> [The problem] Return each line of the records holding the string "keys".

(Stored data)
####
PR #65, opened 2024-06-12
[ENG-5725] support hmac-authenticated requests from osf

aaxelb:
- port some updates to `addon_service.common.hmac` from [osf.external.gravy_valet.auth_helpers](https://github.com/CenterForOpenScience/osf.io/blob/develop/osf/external/gravy_valet/auth_helpers.py)
- add specific exceptions for hmac situations
- when receiving an api request from osf, allow authenticating and authorizing with hmac-signed headers:
  - `X-Requesting-User-URI` for current user
  - `X-Requested-Resource-URI` for a single relevant resource
  - `X-Requested-Resource-Permissions` for the current user's osf permissions on the relevant resource
- rename setting `DEFAULT_HMAC_KEY` to `OSF_HMAC_KEY`; update hmac utils to require a key (easing futures with multiple hmac keys in play)

[ENG-5725]

[ENG-5725]: https://openscience.atlassian.net/browse/ENG-5725?atlOrigin=eyJpIjoiNWRkNTljNzYxNjVmNDY3MDlhMDU5Y2ZhYzA5YTRkZjUiLCJwIjoiZ2l0aHViLWNvbS1KU1cifQ

### DIFF
--- a/addon_service/common/hmac.py
+++ b/addon_service/common/hmac.py
@@ -19,9 +19,14 @@ __all__ = (
     "TIMESTAMP_HEADER",
 )
 
-_AUTH_HEADER_PREFIX = "HMAC-"
+# this is but one way to hmac-sign an http request -- aligns with how osf sends them:
+# https://github.com/CenterForOpenScience/osf.io/blob/develop/osf/external/gravy_valet/auth_helpers.py
+
+_AUTH_HEADER_SCHEME = "HMAC-SHA256"
 _AUTH_HEADER_REGEX = re.compile(
-    r"^HMAC-SHA256 SignedHeaders=(?P<headers>[\w;-]*)&Signature=(?P<signature>[^\W_]*$)"
+    "^"
+    + re.escape(_AUTH_HEADER_SCHEME)
+    + r" SignedHeaders=(?P<headers>[\w;-]*)&Signature=(?P<signature>[^\W_]*$)"
 )
 TIMESTAMP_HEADER = "X-Authorization-Timestamp"
 CONTENT_HASH_HEADER = "X-Content-SHA256"
@@ -45,9 +50,7 @@ def make_signed_headers(
         message="\n".join(signed_string_segments), hmac_key=hmac_key
     )
     signature_header_fields = ";".join(signed_headers.keys())
-    auth_header_value = (
-        f"HMAC-SHA256 SignedHeaders={signature_header_fields}&Signature={signature}"
-    )
+    auth_header_value = f"{_AUTH_HEADER_SCHEME} SignedHeaders={signature_header_fields}&Signature={signature}"
     return dict(
         **signed_headers,
         Authorization=auth_header_value,
@@ -59,7 +62,7 @@ def validate_signed_headers(
     request: HttpRequest, hmac_key: str, expiration_seconds: int | None = None
 ) -> dict[str, str]:
     _authorization = request.headers.get("Authorization", "")
-    if not _authorization.startswith(_AUTH_HEADER_PREFIX):
+    if not _authorization.startswith(_AUTH_HEADER_SCHEME):
         raise NotUsingHmac
     match = _AUTH_HEADER_REGEX.match(_authorization)
     if not match:
--- a/addon_service/common/hmac.py
+++ b/addon_service/common/hmac.py
@@ -1,62 +1,49 @@
 import base64
+import functools
 import hashlib
 import hmac
 import re
-import urllib
+import urllib.parse
 from datetime import (
     UTC,
     datetime,
+    timedelta,
 )
 
-from django.conf import settings
+from django.http import HttpRequest
 
 
+__all__ = (
+    "make_signed_headers",
+    "validate_signed_headers",
+    "TIMESTAMP_HEADER",
+)
+
+_AUTH_HEADER_PREFIX = "HMAC-"
 _AUTH_HEADER_REGEX = re.compile(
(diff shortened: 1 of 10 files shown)


addon_service/common/hmac.py
```diff
@@ -1,62 +1,49 @@
...
-    signed_segments = [segment for segment in signed_segments if segment]
-    signed_headers = {"X-Authorization-Timestamp": auth_timestamp}
-    if content_hash:
-        signed_headers["X-Content-SHA256"] = content_hash
-    return signed_segments, signed_headers
+###
+# public
 
 
 def make_signed_headers(
```
adlius, line 34: It seems that this method is only invoked in tests to mock an HMAC-authenticated requests from OSF. If so we should probably make a comment, unless there are plans to have GV make HMAC requests to other services.

addon_service/common/hmac.py
```diff
@@ -67,37 +54,145 @@ def make_signed_headers(
...
-
-
-def validate_signed_headers(request, hmac_key=None):
-    match = _AUTH_HEADER_REGEX.match(request.headers.get("Authorization", ""))
+@functools.lru_cache
+def validate_signed_headers(
+    request: HttpRequest, hmac_key: str, expiration_seconds: int | None = None
+) -> dict[str, str]:
+    _authorization = request.headers.get("Authorization", "")
+    if not _authorization.startswith(_AUTH_HEADER_PREFIX):
```
adlius, line 62: Are all HMAC-authenticated requests guaranteed to have an `Authorization` field in the header that starts with `HMAC-`? I have been looking online and there does not seem to be a standard. In which case it is an agreement between the sender (OSF) and the receiver (GV). If that is the case, does it make sense to have `_AUTH_HEADER_PREFIX` to be something imported from local env vars shared by both OSF and GV?

addon_service/common/osf.py
```diff
@@ -17,6 +19,11 @@
     "has_osf_permission_on_resource",
 )
 
+_OSF_HMAC_USER_HEADER = "X-Requesting-User-URI"
+_OSF_HMAC_RESOURCE_HEADER = "X-Requested-Resource-URI"
+_OSF_HMAC_PERMISSIONS_HEADER = "X-Requested-Resource-Permissions"
+_OSF_HMAC_PERMISSIONS_DELIMITER = ";"  # see https://github.com/CenterForOpenScience/osf.io/blob/00a17ecdb666c07245a520de3ccd0f743822573b/osf/external/gravy_valet/auth_helpers.py#L66
+
```
adlius, line 26: Does it make sense to have these come from a common set of local env vars shared by OSF and GV? Or am I overreacting?

adlius (commented):
I only understands HMAC in principle so I have some dumb questions.

addon_service/common/hmac.py
aaxelb: i don't think we have specific plans for GV to send hmac-verified requests to other services, but i think having this function here seems better than moving it to a test helper -- more easily allows possible futures where gv does that or where we consolidate hmac utils as part of a shared dependency and use the same code on both ends of the hmac requests

addon_service/common/hmac.py
aaxelb: oh good point, i assumed wrong about the `HMAC-` prefix without checking for a standard -- correct we need only agreement with OSF (another reason shared code across services would be helpful), will update the errors accordingly (and perhaps add environment variables, yeah)

addon_service/common/hmac.py
```diff
@@ -67,37 +54,145 @@ def make_signed_headers(
...
-    signed_segments.extend(
-        [str(request.headers[signed_header]) for signed_header in signed_headers]
-    )
-    return "\n".join([segment for segment in signed_segments if segment])
-
-
-def validate_signed_headers(request, hmac_key=None):
-    match = _AUTH_HEADER_REGEX.match(request.headers.get("Authorization", ""))
+@functools.lru_cache
+def validate_signed_headers(
```
jwalz, line 61: Nit, because it feels unusual to have a `validate...` function return a result (and be called many times).
```suggestion
def get_hmac_signed_headers(
```

Option b (for better?):
Leave `validate_signed_headers` without a return value but still cache the result. Add a separate `get_signed_headers` function that checks `validate_signed_headers` and returns only the headers that are part of the hmac signature.

app/env.py
```diff
@@ -22,6 +22,7 @@
 
 SECRET_KEY = os.environ.get("SECRET_KEY")
 OSF_HMAC_KEY = os.environ.get("OSF_HMAC_KEY")
+OSF_HMAC_EXPIRATION_SECONDS = int(os.environ.get("OSF_HMAC_KEY", 110))
```
jwalz, line 25:
```suggestion
OSF_HMAC_EXPIRATION_SECONDS = int(os.environ.get(SOMETHING_ELSE, 110))
```

addon_service/common/hmac.py
aaxelb: how about rename to `get_signed_headers` (and keep cache), then add `validate_signed_request` that calls `get_signed_headers` and returns nothing? (this is what i have done, open to thoughts)

addon_service/common/osf.py
aaxelb: not a bad idea, and i agree with the urge to genericize... but there's enough logic that has to be shared i'm not sure we gain anything but complexity by moving these to more env vars (at least until we have the code shared on both sides)

addon_service/common/hmac.py
jwalz: works for me

jwalz (approved):

adlius (approved):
####
> [Solved exercise]
- rename setting `DEFAULT_HMAC_KEY` to `OSF_HMAC_KEY`; update hmac utils to require a key (easing futures with multiple hmac keys in play)
     signature_header_fields = ";".join(signed_headers.keys())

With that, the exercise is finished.